● BRIEF
In full and without alteration, write out the data below.

+===+

PR #2211, opened 2018-04-11
fix(editor3): fix paste performance when suggesting

petrjasek:
handle whole pasted content at once, not each character separate.

SDFID-361

### DIFF
--- a/scripts/core/editor3/reducers/suggestions.jsx
+++ b/scripts/core/editor3/reducers/suggestions.jsx
@@ -1,4 +1,4 @@
-import {EditorState, Modifier, RichUtils} from 'draft-js';
+import {EditorState, Modifier, RichUtils, SelectionState} from 'draft-js';
 import {onChange} from './editor3';
 import {acceptedInlineStyles} from '../helpers/inlineStyles';
 import {changeSuggestionsTypes, styleSuggestionsTypes} from '../highlightsConfig';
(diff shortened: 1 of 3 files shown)


scripts/core/editor3/reducers/suggestions.jsx
```diff
@@ -206,26 +247,41 @@ const createChangeBlockStyleSuggestion = (state, {blockType, data}) => {
...
+    // push new content
+    editorState = EditorState.push(editorState, mergedContent, 'insert-fragment');
 
-    return saveEditorStatus(state, editorState, 'change-block-data');
+    // store current selection for later
+    const finalSelection = editorState.getSelection();
+
+    // select pasted content
+    editorState = EditorState.acceptSelection(editorState, editorState.getSelection().merge({
+        anchorKey: initialSelection.getAnchorKey(),
```
ioanpocol: Is this working well when the initial selection is backward?
Usually I use getStartKey/Offset and getEndKey/Offset and isBackward: false.

scripts/core/editor3/reducers/suggestions.jsx
```diff
@@ -195,6 +195,47 @@ const createChangeBlockStyleSuggestion = (state, {blockType, data}) => {
...
+            }
+        );
+
+        // remove any entities
+        block.findEntityRanges(
+            () => true,
+            (start, end) => {
+                const selection = getSelection(block, start, end);
+
+                output = Modifier.applyEntity(output, selection, null);
```
ioanpocol: Not sure if we have to delete the Entity, for example when you copy  a link from the same editor.

ioanpocol:
:+1:

scripts/core/editor3/reducers/suggestions.jsx
petrjasek: I think it doesn't, will push an update

scripts/core/editor3/reducers/suggestions.jsx
petrjasek: yep we could keep that, I was testing with external links and those didn't work so I've rather disabled it for now

PR #2214, opened 2018-04-13
Add configuration option for fields in gridview

tomaskikutis:


scripts/core/utils.js
```diff
@@ -3,3 +3,9 @@ export function stripHtmlTags(value) {
 
     return value ? String(value).replace(htmlRegex, '') : '';
 }
+
+export function getAngularService(name) {
+    return angular.element(document.body)
```
pablopunk: Couldn't we use `ng.get` to get a service?

```js
import ng from './services/ng'
ng.get(name)
```

tomaskikutis:
```
console.log(ng);
console.log(ng.get('content'));
```

```
ProviderService {}
ng.js:48 Uncaught ng: $injector not registered for core/services/ng
```

Unfortunately not. You can only use `ng` when you have angular stuff already configured in that scope. It doesn't work outside angular for example in React components unless you pass some props all the way down from the place you are calling `ReactDOM.render`.

@petrjasek do you think it would be safe to replace the implementation of `scripts/core/services/ng.js` with my implementation of `getAngularService` except that I'd only return the injector and not the servivce itself?

petrjasek: yep it will only work after angular config phase, but this should be the same with your implementation.
so this shouldn't work neither
```
import {getAngularService} from 'core/utils';
getAngularService('content');
```

scripts/core/helpers/ReactRenderAsync.jsx
```diff
@@ -0,0 +1,56 @@
...
+    constructor(props) {
+        super(props);
+
+        this.state = {
+            loading: true,
+            mappedProps: {}
+        };
+    }
+    componentWillMount() {
+        Promise.all(this.props.promises)
```
petrjasek: angular has this `$q.all` which handles also objects of promises, this could simplify the api so you woudn't have to provide the mapping function:
```js
const promises = {content: () => content.getCustomFields()};
```
would populate content prop when resolved. what do you think?

scripts/core/utils.js
tomaskikutis: The code you posted does work. I'd guess it wouldn't work if angular hasn't finished it's config phase/bootstraping/mouting whatever it's called, but once it does - it works everywhere - which is why it's especially useful in React components as it allows accessing services without having to pass props 10 levels deep

petrjasek: I think they both do the same thing, so if you do in your code:
```js
const getPromises = () => [ng.get('content').getCustomFields()];
```
it will work the same. it's only called when rendering so angular should be configured at that time

scripts/core/helpers/ReactRenderAsync.jsx
tomaskikutis: The API you are suggesting looks good, but I don't like introducing dependencies where they are not required.

I suggest we leave it as is, or write something like
```
var promises = {
    one: new Promise(),
    two: new Promise()
};

var keys = Object.keys(promises);
var promisesArray = keys.map((key)=> promises[key]);
Promise.all(promisesArray).then(()=>{
    return keys.reduce((obj, key, i)=>{
        obj[keys[i]] = arguments[i];
    }, {});
});
```
This is proof of concept, I haven't ran the code and have probably left a mistake somewhere.

petrjasek: yep I was thinking about replicating the api, not using `$q` there. your code looks good

tomaskikutis: Ok, I will implement it then

scripts/core/utils.js
tomaskikutis: I checked it and you are right, I'll use ng.

scripts/core/helpers/ReactRenderAsync.jsx
tomaskikutis: I've noticed that we don't support custom fields in list view, so I refactored and simplified the PR, not to handle them in the grid view as well.

PR #2215, opened 2018-04-13
Fix code navigation for vscode

tomaskikutis:


jsconfig.json
```diff
@@ -1,5 +1,9 @@
 {
     "compilerOptions": {
-        "baseUrl": "./scripts",
-    }
+        "target": "es6",
+        "jsx": "preserve"
+    },
+    "exclude": [
+        "node_modules"
```
petrjasek: you could also add here `bower_components` `dist` and `po`

PR #2219, opened 2018-04-16
fix(search-providers): fix search providers menu

petrjasek:
- filter out closed providers
- put default provider on top

SDESK-2644 SDANSA-136


scripts/apps/search/directives/RepoDropdown.js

+===+

● OUTPUT FOR THIS EXERCISE
PR #2211, opened 2018-04-11
fix(editor3): fix paste performance when suggesting

petrjasek:
handle whole pasted content at once, not each character separate.

SDFID-361

### DIFF
--- a/scripts/core/editor3/reducers/suggestions.jsx
+++ b/scripts/core/editor3/reducers/suggestions.jsx
@@ -1,4 +1,4 @@
-import {EditorState, Modifier, RichUtils} from 'draft-js';
+import {EditorState, Modifier, RichUtils, SelectionState} from 'draft-js';
 import {onChange} from './editor3';
 import {acceptedInlineStyles} from '../helpers/inlineStyles';
 import {changeSuggestionsTypes, styleSuggestionsTypes} from '../highlightsConfig';
(diff shortened: 1 of 3 files shown)


scripts/core/editor3/reducers/suggestions.jsx
```diff
@@ -206,26 +247,41 @@ const createChangeBlockStyleSuggestion = (state, {blockType, data}) => {
...
+    // push new content
+    editorState = EditorState.push(editorState, mergedContent, 'insert-fragment');
 
-    return saveEditorStatus(state, editorState, 'change-block-data');
+    // store current selection for later
+    const finalSelection = editorState.getSelection();
+
+    // select pasted content
+    editorState = EditorState.acceptSelection(editorState, editorState.getSelection().merge({
+        anchorKey: initialSelection.getAnchorKey(),
```
ioanpocol: Is this working well when the initial selection is backward?
Usually I use getStartKey/Offset and getEndKey/Offset and isBackward: false.

scripts/core/editor3/reducers/suggestions.jsx
```diff
@@ -195,6 +195,47 @@ const createChangeBlockStyleSuggestion = (state, {blockType, data}) => {
...
+            }
+        );
+
+        // remove any entities
+        block.findEntityRanges(
+            () => true,
+            (start, end) => {
+                const selection = getSelection(block, start, end);
+
+                output = Modifier.applyEntity(output, selection, null);
```
ioanpocol: Not sure if we have to delete the Entity, for example when you copy  a link from the same editor.

ioanpocol:
:+1:

scripts/core/editor3/reducers/suggestions.jsx
petrjasek: I think it doesn't, will push an update

scripts/core/editor3/reducers/suggestions.jsx
petrjasek: yep we could keep that, I was testing with external links and those didn't work so I've rather disabled it for now

PR #2214, opened 2018-04-13
Add configuration option for fields in gridview

tomaskikutis:


scripts/core/utils.js
```diff
@@ -3,3 +3,9 @@ export function stripHtmlTags(value) {
 
     return value ? String(value).replace(htmlRegex, '') : '';
 }
+
+export function getAngularService(name) {
+    return angular.element(document.body)
```
pablopunk: Couldn't we use `ng.get` to get a service?

```js
import ng from './services/ng'
ng.get(name)
```

tomaskikutis:
```
console.log(ng);
console.log(ng.get('content'));
```

```
ProviderService {}
ng.js:48 Uncaught ng: $injector not registered for core/services/ng
```

Unfortunately not. You can only use `ng` when you have angular stuff already configured in that scope. It doesn't work outside angular for example in React components unless you pass some props all the way down from the place you are calling `ReactDOM.render`.

@petrjasek do you think it would be safe to replace the implementation of `scripts/core/services/ng.js` with my implementation of `getAngularService` except that I'd only return the injector and not the servivce itself?

petrjasek: yep it will only work after angular config phase, but this should be the same with your implementation.
so this shouldn't work neither
```
import {getAngularService} from 'core/utils';
getAngularService('content');
```

scripts/core/helpers/ReactRenderAsync.jsx
```diff
@@ -0,0 +1,56 @@
...
+    constructor(props) {
+        super(props);
+
+        this.state = {
+            loading: true,
+            mappedProps: {}
+        };
+    }
+    componentWillMount() {
+        Promise.all(this.props.promises)
```
petrjasek: angular has this `$q.all` which handles also objects of promises, this could simplify the api so you woudn't have to provide the mapping function:
```js
const promises = {content: () => content.getCustomFields()};
```
would populate content prop when resolved. what do you think?

scripts/core/utils.js
tomaskikutis: The code you posted does work. I'd guess it wouldn't work if angular hasn't finished it's config phase/bootstraping/mouting whatever it's called, but once it does - it works everywhere - which is why it's especially useful in React components as it allows accessing services without having to pass props 10 levels deep

petrjasek: I think they both do the same thing, so if you do in your code:
```js
const getPromises = () => [ng.get('content').getCustomFields()];
```
it will work the same. it's only called when rendering so angular should be configured at that time

scripts/core/helpers/ReactRenderAsync.jsx
tomaskikutis: The API you are suggesting looks good, but I don't like introducing dependencies where they are not required.

I suggest we leave it as is, or write something like
```
var promises = {
    one: new Promise(),
    two: new Promise()
};

var keys = Object.keys(promises);
var promisesArray = keys.map((key)=> promises[key]);
Promise.all(promisesArray).then(()=>{
    return keys.reduce((obj, key, i)=>{
        obj[keys[i]] = arguments[i];
    }, {});
});
```
This is proof of concept, I haven't ran the code and have probably left a mistake somewhere.

petrjasek: yep I was thinking about replicating the api, not using `$q` there. your code looks good

tomaskikutis: Ok, I will implement it then

scripts/core/utils.js
tomaskikutis: I checked it and you are right, I'll use ng.

scripts/core/helpers/ReactRenderAsync.jsx
tomaskikutis: I've noticed that we don't support custom fields in list view, so I refactored and simplified the PR, not to handle them in the grid view as well.

PR #2215, opened 2018-04-13
Fix code navigation for vscode

tomaskikutis:


jsconfig.json
```diff
@@ -1,5 +1,9 @@
 {
     "compilerOptions": {
-        "baseUrl": "./scripts",
-    }
+        "target": "es6",
+        "jsx": "preserve"
+    },
+    "exclude": [
+        "node_modules"
```
petrjasek: you could also add here `bower_components` `dist` and `po`

PR #2219, opened 2018-04-16
fix(search-providers): fix search providers menu

petrjasek:
- filter out closed providers
- put default provider on top

SDESK-2644 SDANSA-136


scripts/apps/search/directives/RepoDropdown.js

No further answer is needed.